Voxel location in a 60-year-old man with definite ALS
and clinically severe UMN signs. A, Precentral gyrus.
B, Cuneus gyrus. Image Credit.
Exome sequencing, in contrast to whole genome sequencing, relies on sequencing only the protein-coding genes in a genome and has been an effective and cost-efficient strategy for identifying disease-causing genetic mutations. However, exome sequencing can be limited in its application because all people harbor many rare genetic variants that don't cause disease and are nothing more than normal genetic background noise. Isolating disease-causing genetic variants requires DNA from multiple people in an affected family to be successful. For late-onset diseases such as ALS, finding enough patients to sequence in a single family is not always possible.
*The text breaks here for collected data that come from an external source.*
PR #1390, opened 2023-03-01
Polish refresh section

jakzaizzat:
**Changes**

- Add gap between two button
- Remove tooltips
- Move refresh icon to the left

**Demo**

https://user-images.githubusercontent.com/4480258/222073438-6f68cd1f-2559-43e7-aa49-74f766ea3820.mp4


Robinnnnn (approved):
danggg the gap makes the text two lines? mind if we make the text a tiny bit smaller?

afterwards down to yeet

PR #1410, opened 2023-03-06
Fix empty space on mobile if no bio

jakzaizzat:
**Notes**

This bug only happens on **mobile** and if the user don't have any **bio**

Tested to avoid any regression

- [x] mobile with no bio
- [x] mobile with bio
- [x] desktop with no bio
- [x] desktop with bio

**Before**
CleanShot 2023-03-06 at 15 49 04

**After**
CleanShot 2023-03-06 at 15 47 35

**Desktop**

CleanShot 2023-03-06 at 15 47 27
CleanShot 2023-03-06 at 15 47 18

### DIFF
--- a/apps/web/src/scenes/UserGalleryPage/UserGallery.tsx
+++ b/apps/web/src/scenes/UserGalleryPage/UserGallery.tsx
@@ -45,6 +45,8 @@ function UserGallery({ queryRef }: Props) {
               ...UserGalleryLayoutFragment
             }
 
+            bio
+
             ...UserNameAndDescriptionHeader
             ...UserTwitterSectionFragment
           }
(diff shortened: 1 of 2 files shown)


kaitoo1 (approved):

Robinnnnn (approved):

apps/web/src/scenes/UserGalleryPage/UserGallery.tsx
```diff
@@ -92,7 +94,7 @@ function UserGallery({ queryRef }: Props) {
 
   return (
     <VStack gap={isMobile ? 12 : 24}>
-      <VStack gap={12}>
+      <VStack gap={user?.bio || !isMobile ? 12 : 0}>
```
tbezman, line 97: I think a better approach here  would be to have the `UsernameAndDescriptionHeader` just return null if it has no content. That way there's no extra gap and we can keep this number constant.

jakzaizzat: big brain 🧠 . Updated the component!

PR #1417, opened 2023-03-07
GAL-2507 temp fix for baseurl

kaitoo1:
## Description
`baseUrl` isn't working as expected on prod, and causes the link copied by the Share button to have localhost instead of gallery.so

getting the baseurl from the next env vars didn't seem to be working as expected on deployed environments, so this is a temp solution to use window.origin until we figure out why


kaitoo1:
legendary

To overcome this limitation, the researchers performed an exome-wide screen on 363 people with familial ALS, each of whom also had a family member with the condition. Researchers performed an analysis of every coding gene in the genome of these patients and then they searched for patterns of rare, damaging mutations that appeared more frequently in patients with ALS than in the general population.
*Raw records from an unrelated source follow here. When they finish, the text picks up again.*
PR #1421, opened 2023-03-08
Switch to Relay's supported preloaded query pattern to fix dedupes.

tbezman:
I haven't quite figured out what was causing the duplicate queries to happen earlier but this definitely fixes it.

Preloaded Queries are Relay's solution to the problem we had before with waterfalls. I'm pretty sure my original solution was relying on a race condition to work. With Preloaded Queries, we'll definitely never run into this problem again.

The code behind this is quite annoying (it's the same as what we were doing before). I want to callout that all of this nonsense should get better with the new Next.js app directory stuff.

### What is a preloaded query?
1. Start loading query
2. Get reference to this preloaded query
3. Pass that reference to the page  / component that needs it
4. That component now does `usePreloadedQuery`.

No room for race conditions here, very transparently passing around a reference to an in flight query.

### DIFF
--- a/apps/web/tsconfig.json
+++ b/apps/web/tsconfig.json
@@ -6,78 +6,30 @@
     "emitDeclarationOnly": false,
     "noEmit": true,
     "paths": {
-      "~/abis/*": [
-        "src/abis/*"
-      ],
-      "~/assets/*": [
-        "src/assets/*"
-      ],
-      "~/components/*": [
-        "src/components/*"
-      ],
-      "~/connectors/*": [
-        "src/connectors/*"
-      ],
-      "~/constants/*": [
-        "src/constants/*"
-      ],
-      "~/contexts/*": [
-        "src/contexts/*"
-      ],
-      "~/errors/*": [
-        "src/errors/*"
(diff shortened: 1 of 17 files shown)


apps/web/tsconfig.json
```diff
@@ -6,78 +6,30 @@
     "emitDeclarationOnly": false,
     "noEmit": true,
     "paths": {
-      "~/abis/*": [
```
tbezman, line 9: I'm pretty sure Moon has stopped formatting these files, which puts prettier back in control. This has happened on a few PRs now

package.json
```diff
@@ -15,6 +15,7 @@
     "@types/react": "^18.0.0",
     "@taquito/taquito": "^14.0.0",
     "react": "18.2.0",
+    "relay-runtime": "14.1.0",
```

Additional testing by the researchers found that mutation to the TUBA4A gene was, in fact, associated with ALS. TUBA4A encodes for the Tubulin Alpha 4A protein and is found in all human tissue with its highest levels of expression in the brain. In nerve cells, TUBA4A is responsible for moving vital building blocks from one part of the cell to another. Specifically, TUBA4A helps build the microtubule network, one of the most important structural components of the nerve cell. The researchers found that the mutated TUBA4A protein is toxic to the neuron by weakening the entire microtubule network.
ALS is a progressive, neurodegenerative disorder affecting the motor neurons in the central nervous system. As motor neurons die, the brain's ability to send signals to the body's muscles is compromised. This leads to loss of voluntary muscle movement, paralysis and eventually respiratory failure. The cause of most cases of ALS is not known. Approximately 10 percent of cases are inherited. Though investigators at UMMS and elsewhere have identified several genes shown to cause inherited or familial ALS, nearly one-third of these cases have an unknown genetic cause.
The ongoing efforts from the ALS research community to sequence thousands of patient genomes through large international collaborations such as this will be an invaluable resource to identifying new disease-causing genes and pathways that could potentially be targeted for therapeutic intervention.